Issue #2727, opened 2018-03-24
collectd-mod-mqtt - hangs after 20 (qos=1) messages are sent


viulian:
*   Version of collectd: 5.8.0-4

▶ **WORK TASK**
Throughout the material above, find every line holding "collectd" and copy it.

▶ **OUTPUT OF THE EXERCISE**
collectd-mod-mqtt - hangs after 20 (qos=1) messages are sent
*   Version of collectd: 5.8.0-4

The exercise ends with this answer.